Me too, maybe 2 though....


----------



## fish_doc (Jan 31, 2005)

Since everything on this board is new I will post my good old story once again.

Well a sad and humorous story was related to me this week by a friend and I just had to pass it all on to you, I hope you find it as enlightening as I did. The following is the story about "Oscar" the Oscar. 

Oscar was a local icon here where I live, but he did not start out that way, his beginnings were like most Oscars. Oscar came home form a local pet store along with 3 other of his brethren to a then considered huge 29-gallon aquarium. This was back in the spring 1978; Oscar and his brothers quickly grew, and like most brothers would fight from time to time. 

The runt of the four was the first to perish from the abuse by its larger kin. To ease tensions in the family it was decided to move Oscar and the boys to a whopping 55-gallon tank, surely they would never outgrow this huge aquarium and can find peace with one another again. Things did go well, but only for a short time, as the feeders were plentiful Oscar and the two remaining others grew and grew, and fought and fought. By the end of the first year Oscar was the only fish to remain, alone in his 55 gallon tank. Soon after the last of his tank mates was netted from the aquarium, It was discovered that Oscar had quite the attitude and personality. 

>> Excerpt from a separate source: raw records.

PR #1653, opened 2026-01-06
SD-1373 - Bug: NBSP being stripped from document even whey they should be present

chittolinag:
For text nodes that only contain non-breaking spaces (`U+00A0`), the spaces are being removed incorrectly.

**Behavior before:**

In Word:

Screenshot 2026-01-06 at 10 38 29

In SuperDoc: 
Screenshot 2026-01-06 at 10 38 19

### DIFF
--- a/packages/layout-engine/contracts/src/index.ts
+++ b/packages/layout-engine/contracts/src/index.ts
@@ -1011,6 +1011,36 @@ export type DropCapDescriptor = {
 };
 
 /**
+ * Marker metadata for word-layout lists.
+ * Contains styling and positioning information for list markers.
+ */
+export type WordLayoutMarker = {
+  /** The text content of the marker (e.g., "1.", "a)", "•"). */
+  markerText?: string;
+  /** Horizontal alignment of the marker within its allocated space. */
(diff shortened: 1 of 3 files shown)


packages/super-editor/src/core/super-converter/v3/handlers/w/t/t-translator.js
```diff
@@ -72,7 +72,8 @@ const encode = (params, encodedAttrs = {}) => {
     // drop the node entirely. This prevents creating empty/whitespace text nodes that ProseMirror
     // may treat as invalid. The placeholder was only needed to prevent xml-js from dropping
     // the node during parsing - but if xml:space doesn't require preservation, we should drop it.
-    if (xmlSpace !== 'preserve' && typeof text === 'string' && !text.trim()) {
+    const isWhitespaceOnly = /^[ \t\n\r]*$/.test(text);
```
chittolinag, line 75: For NBSPs, at this point we have it as expected, but since we were using the `trim()` function (which removes NBSPs), we were completely skipping this node and returning `null`, hence the space was not rendered on the document.

PR #1662, opened 2026-01-06
fix: prevent crash when deleting tracked changes with empty nodes [stable]

caio-pizzol:


harbournick:
merged to main and will move main->stable today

Oscar could tell every one when he was happy, or when he was upset. Oscar's antics of splashing water from his tank onto unsuspecting passer-bys became a quite mess, in a matter of minutes a 55 gallon tank could have nearly a third of its water splattered about. Oscar began to hate his 55 gallon tank, running headlong back and forth, until Oscar broke his home. The next step was to remove the now broken aquarium and install the next in a series of homes for Oscar. 

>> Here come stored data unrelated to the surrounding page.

PR #1664, opened 2026-01-06
SD-1328 - fix: images behind text not fully stretched

chittolinag:
- Anchored images with "behind text" were being clamped to the column width during measurement and forced into positive offsets in the editor. It seems like Word expects those wrapNone/behindDoc images to ignore the column constraints, stretch to their real size, and use negative offsets (if provided) so they can extend into margins while remaining behind the text.
- The fix updates measureImageBlock to bypass width constraints when `wrap.type === 'None'`. On the rendering side, we now allow negative top offsets for those anchors, apply them via top when absolutely positioned, and strip the default max-width:100%.

### DIFF
--- a/packages/super-editor/src/extensions/image/image.js
+++ b/packages/super-editor/src/extensions/image/image.js
@@ -511,6 +511,8 @@ export const Image = Node.create({
       const appliedTopViaStyle = isAbsolutelyPositioned && allowNegativeTopOffset && !relativeFromMarginV;
       if (appliedTopViaStyle) {
         style += `top: ${top}px;`;
+      // Don't apply vertical offset as margin-top for images positioned relative to margin
+      // as this causes double-counting of the offset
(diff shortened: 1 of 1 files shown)


packages/layout-engine/layout-engine/src/index.ts
```diff
@@ -741,257 +741,6 @@ export function layoutDocument(blocks: FlowBlock[], measures: Measure[], options
...
-          return { forcePageBreak: false, forceMidPageRegion: true };
-        }
-        // For continuous without column changes, schedule for next page
-        if (block.columns) {
-          pendingColumns = { count: block.columns.count, gap: block.columns.gap };
-        }
-        return { forcePageBreak: false, forceMidPageRegion: false };
-    }
-  };
-
```
chittolinag, line 994: Not used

Next was a new a 125-gallon tank was now set up in place for this comical member of the family. Learning from past experiences with Oscar the tank was decorated with only green gravel, as he would spit out any other color (why? we don't know, he just liked green). Additional panes of tempered glass were custom fitted for both ends of the tank to prevent him from breaking this tank like he did the 55. Dog chew toys were his playthings now, attacking them ferociously, he could tear them up quicker than a 2-month-old puppy could. The water level was kept at only at two thirds full, as his caretakers were running out of mops to clean up after him. The heater and filter were removed from the tank to prevent him from breaking them continuously. A separate sump filter was installed with a heater below the tank with sturdy PVC providing the intake and outflows. Oscar even displayed his budding acting ability at water changes, ever time a water change was done, he would simply flop down on his side, lay on the bottom of the tank, gills pumping with this "poor me, I am dying" routine until it was over, and then he would simply go back to his business. The only problem now was that the new tank was set up where he could watch TV. 

Oscar developed a real taste for television, becoming quite annoyed if it was ever turned off, or if his shows were not on. Dog chew toys were forgotten and new toys were introduced to the Oscar in the form of Ping-Pong balls, enough to cover the entire surface of the 125-gallon tank. Oscar developed the ability to pop these Ping-Pong balls at people and objects within the house, whenever he needed attention, which was most of the time, he simply nailed you with a well placed shot. At least the Ping-Pong balls didn't hurt you as the back of your head was pelted. 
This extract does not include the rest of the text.